Astro - Hacker News

13 comments

bstsb an hour ago ago

> Get Outlook for Mac
this bit made me laugh. was the email drafted in Outlook? was it sent to some sort of forwarding mailbox, or did they just BCC every customer in?
jacobn an hour ago ago

I just complained to them the other day! They were scraping our weather website to no end, very much including the disallowed path prefixes.
Did end up just adding them to our WAF blocklist, which is weirdly ironic - hosting on their infra & using their services to block their AI scraper...
[-]
- BLKNSLVR 33 minutes ago ago
  
  I hope you leave it on the WAF. If they're only just deciding to respect robots.txt, which has been internet infrastructure forever, then it's probably still incredibly amateur software with 'Amazon-priorities' rather than 'responsible internet traffic' priorities.
TurdF3rguson 40 minutes ago ago

Why does Amazonbot even exist, can someone explain? I don't understand why an ecommerce play would be crawling other websites.
[-]
- input_sh 34 minutes ago ago
  
  To train AI. Not even a hyperbole, that is the only concrete example they list in their explanation: https://developer.amazon.com/amazonbot
  > Amazonbot is used to improve our products and services. This helps us provide more accurate information to customers and may be used to train Amazon AI models.
- tintor 34 minutes ago ago
  
  To ensure Amazon marketplace sellers aren't offering lower prices on other ecommerce websites. Also AI.
- embedding-shape 35 minutes ago ago
  
  Amazonbot is specifically the user agent they use for crawling for "provide more accurate information to customers" (whatever that means, could be anything it sounds like) and also when they scrape for data used in AI training, according to https://developer.amazon.com/amazonbot
- reaperducer 35 minutes ago ago
  
  AI. Gotta slurp the world.
arjie an hour ago ago

Huh, I get a lot of traffic from Amazonbot (relative to humans) and try as I might, it would get stuck in a tarpit of no creation because it would sit there and keep blasting every variation of my recent pages because Mediawiki lists many links.

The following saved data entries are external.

Issue #95, opened 2020-09-08
Per-channel TTL for the cache data


wolfv:
We should have a per-channel TTL for the cache data so that the server returns the appropriate data in the headers.

These are the headers considered by mamba & conda (mod and ETag)

https://github.com/mamba-org/mamba/blob/276e5a5ca2f394b240a7f166ebfa6e1a1849bbe1/src/subdirdata.cpp#L346-L352

wolfv:
For this we need to have an additional database field with the value and return it as the Cache-Max-Age header. cc @madhur-tandon

PR #286, opened 2021-01-07
add per channel TTL

madhur-tandon:
Closes https://github.com/mamba-org/quetz/issues/95


wolfv:
can you check that the migration adds the default value (10 hours) to existing rows?
We had this issue previously IIRC (cc @btel)

btel:
yes, it might be an issue here

madhur-tandon:
I have added `server_default` in `migration` and use `default` in `db_models`?
Should both of them use `server_default` or only one of them? If only one, where is it preferable?

Issue #101, opened 2020-09-10
Create channel pkgstore folder and empty noarch on creation


wolfv:
@nowster do you have an opinion on wether it would be a good idea to create the pkgstore folder / bucket and initialize the noarch channel repodata (empty) upon channel creation?

PR #289, opened 2021-01-07
create channel in pkgstore upon creation

madhur-tandon:
Fixes https://github.com/mamba-org/quetz/issues/101


wolfv:
this will make the initial user experience much better!

Issue #290, opened 2021-01-08
Maximum channel size is in bytes


wolfv:
I think the maximum channel size is currently in bytes. If we are using a regular integer, that limits the maximum allowed channel size to 2 Gigabyte which is not that much. 

We could decide to interpret the number as Megabyte.

What do you think @btel?

btel:
😄 yes, that might be an issue. good catch!

wolfv:
@madhur-tandon do you want to have a stab at this?

madhur-tandon:
The only thing is, do we want to constraint things to be as an Integer then?

btel:
isn't it already the case? the pydantic model and the db model should only accept integers

madhur-tandon:
yes, but, we would want to change that to float right?
because we divide by 1e6 to get Megabytes

btel:
no, I don't think so. 1MB of resolution should be enough.

PR #296, opened 2021-01-08
use BigInteger for sizes

madhur-tandon:
Fixes https://github.com/mamba-org/quetz/issues/290


madhur-tandon:
Migrations are not applied as of now.
Also, we don't need to change `rest_models` since an `int` in `Python 3` are of unlimited size.

btel (approved):
great work!

wolfv:
looks great! just squash 2 or 3 commits and it's ready to merge :)

PR #306, opened 2021-01-14
fix creating users with multiple providers

### LINKED ISSUE #292: specify provider when adding users in config.toml
in config.toml automatically created users are identfied by their username, which could be exploited if the application is configured with more than one provider (for example, github and google).

Steps:

- quetz uses two identity providers to connect users: github oauth and google
- admin configures github user "alice" as maintainer in config.toml ([users] section),

```
[users]
maintainers = ["alice"]
```

- alice does not connect her account
- an attacker creates an account "alice" on google
- attacker uses the google account to connect with quetz
- attacker obtains "maintainer" role

btel:
### Breaking changes

*  provider has to be specified with each user in config `[users]` section, for example:

```
[users]
owner = ["github:username"]
```

* to assign roles defined in the config, you will need to re-run `quetz init-db` **after** the user has associated their account with quetz

* only a single identity is allowed to be associated with a username, more identities can be associated with the same user by changing directly data in the db, but due to security concerns this is not exposed with the api

closes #292

### DIFF
--- a/dev_config.toml
+++ b/dev_config.toml
@@ -16,4 +16,4 @@ level = "DEBUG"
 file = "quetz.log"
 
 [users]
-admins = ["alice"]
+admins = ["dummy:alice"]
--- a/docs/source/deploying/configuration.rst
+++ b/docs/source/deploying/configuration.rst
@@ -42,22 +42,25 @@ Configure default user permissions, creating default channel and super-admin per
 
    [users]
    # users with owner role
-   admins = ["admin_user"]
+   admins = ["github:admin_user"]
    # users with maintainer role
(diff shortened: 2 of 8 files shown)


wolfv:
Can we handle the role-assignment dynamically upon user-creation? Shouldn't we have access to the default roles from config?

btel:
we read the default role for any user from the  config.  It's only for pre-defined users that we have to create them in the db.  This is necessary, because config is loaded only once after we start the application and any changes in the config would not be available until we restart. I figured out it is faster and easier to run init-db on running server than to restart the server ;-)

PR #526, opened 2022-05-02
Fix PAM authentication log message

riccardoporreca:
Missing f-string and spacing


riccardoporreca:
Happy to also convert the `%` formatting of other log messages to `f` strings for consistency

wolfv:
@riccardoporreca if you want to tackle other strings to convert them to `f"...` that would be great. 
Thansk for this PR!

PR #529, opened 2022-05-11
fix proxy channels noarch and gzip repodata

wolfv:
@janjagusch this fixes the `noarch` issue for proxy channels and also adds the same `gzip` mechanism we use with regualr channels which should speed up repodata retrieval substantially (if you're not encoding the stream elsewhere anyways).

Let me know what you think.


wolfv:
@janjagusch looks like the CI issue is unrelated. Looking into that now.

wolfv:
This should be green now.

PR #532, opened 2022-05-12
Log post_index_creation exceptions

atrawog:
Quetz allows to add plugins to modify the repodata info before they are written to disk or bucket.

This PR adds proper exceptions handling to log plugin exceptions and prevent cases where a plugin error causes no repodata be written to disk at all.

### DIFF
--- a/quetz/tasks/indexing.py
+++ b/quetz/tasks/indexing.py
@@ -144,10 +144,7 @@ def validate_packages(dao, pkgstore, channel_name):
                         f"File size differs for {filename}: "
                         f"{f['size']} vs {db_dict[filename]}"
                     )
-                    pkgstore.delete_file(
-                        channel_name,
-                        f"{subdir}/{filename}",
-                    )
+                    pkgstore.delete_file(channel_name, f"{subdir}/{filename}")
                     db_pkg_to_delete = (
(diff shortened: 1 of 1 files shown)


quetz/tasks/indexing.py
```diff
@@ -210,11 +207,14 @@ def update_indexes(dao, pkgstore, channel_name, subdirs=None):
...
-            subdir=sdir,
-        )
+        try:
+            logger.debug(f"Starting post_index_creation for {sdir} of {channel_name}")
+            pm.hook.post_index_creation(
+                raw_repodata=raw_repodata, channel_name=channel_name, subdir=sdir
+            )
+            logger.debug("Finished post_index_creation for {sdir} of {channel_name}")
+        except Exception:
+            logger.exception("Exception post_index_creation:")
```
wolfv, line 217: Is there something missing? exception isn't part of the logger? or is there some magic when usign `logger.exception`?

wolfv: Ah, OK, I looked it up, and there is some magic with `logger.exception` that I wasn't aware of :)

atrawog: Yes ```logging.exception``` provides some syntactic sugar to make exception logging a bit easier.

PR #533, opened 2022-05-16
Add upload endpoint

atrawog:
This PR adds the api endpoint  ```/channels/{channel_name}/upload/{filename}``` to quetz. The new endpoint includes a mandatory sha256 checksum verification and uses an async ```request.stream``` that is calculating the sha256 checksum while uploading.

An example file upload for  [sqlite-3.37.2-hc67169a_0.tar.bz2](https://beta.mamba.pm/get/emscripten-forge/emscripten-32/sqlite-3.37.2-hc67169a_0.tar.bz2) with curl using the new endpoint looks like this:
```
curl -i -H  "X-API-Key: ${QUETZ_API_KEY}" \
-X POST http://127.0.0.1:8000/api/channels/uptest/upload/sqlite-3.37.2-hc67169a_0.tar.bz2?sha256=63da44f64fb627ad144d38df48b24fb741f8f787027b38219273b40ac75bada9 \
--data-binary @sqlite-3.37.2-hc67169a_0.tar.bz2
```

### DIFF
--- a/quetz/main.py
+++ b/quetz/main.py
@@ -2,6 +2,7 @@
 # Distributed under the terms of the Modified BSD License.
 import asyncio
 import datetime
+import hashlib
 import json
 import logging
 import os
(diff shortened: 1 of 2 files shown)


wolfv:
This looks good to me. The only modification I would like is to also expect either a `Content-Length` header or a `?size=...` argument to have knowledge about the expected file size. While this doesn't give any additional guarantees vs. the hash, I think it could be quite useful to later e.g. abort an upload early if not enough space is available and so on.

I have them appropriately nofollow and warning the bot not to waste its time with robots.txt but it just goes and sticks itself on nonsense internal pages.
The traffic isn't a problem. I've got Cloudflare in front and the machine itself is relatively overpowered, and downtime isn't critical. But I'd just like the thing to be able to spider me properly. Someone did point out to me that maybe I wasn't receiving actual Amazonbot but some other spider: https://news.ycombinator.com/item?id=46352723
an hour ago ago

[deleted]
namegulf an hour ago ago

Robots.txt is lame BTW, there is no way to enforce it. It is up to the bot to decide to crawl or not and most cases they don't care.
Cloudflare had a nice technic to address the bot problem (if you use their name servers). It'll respect and use the robots.txt while sending the remaining bots to a deep black hole.
[-]
- input_sh 27 minutes ago ago
  
  Yes, we know, its purpose is to guide the bots, not forcibly block them.
  That said, one of the biggest websites in the world not respecting it is definitely a noteworthy story. Hopefully another one of the biggest websites in the world (formerly known as Twitter) eventually respects it as well instead of not even disclosing itself via a user agent and pretending to be Safari running on iOS.
  [-]
  - namegulf 14 minutes ago ago
    
    Why down vote a comment?
    You're talking about one (yes, biggest) but millions of other bots don't follow must be a bigger story.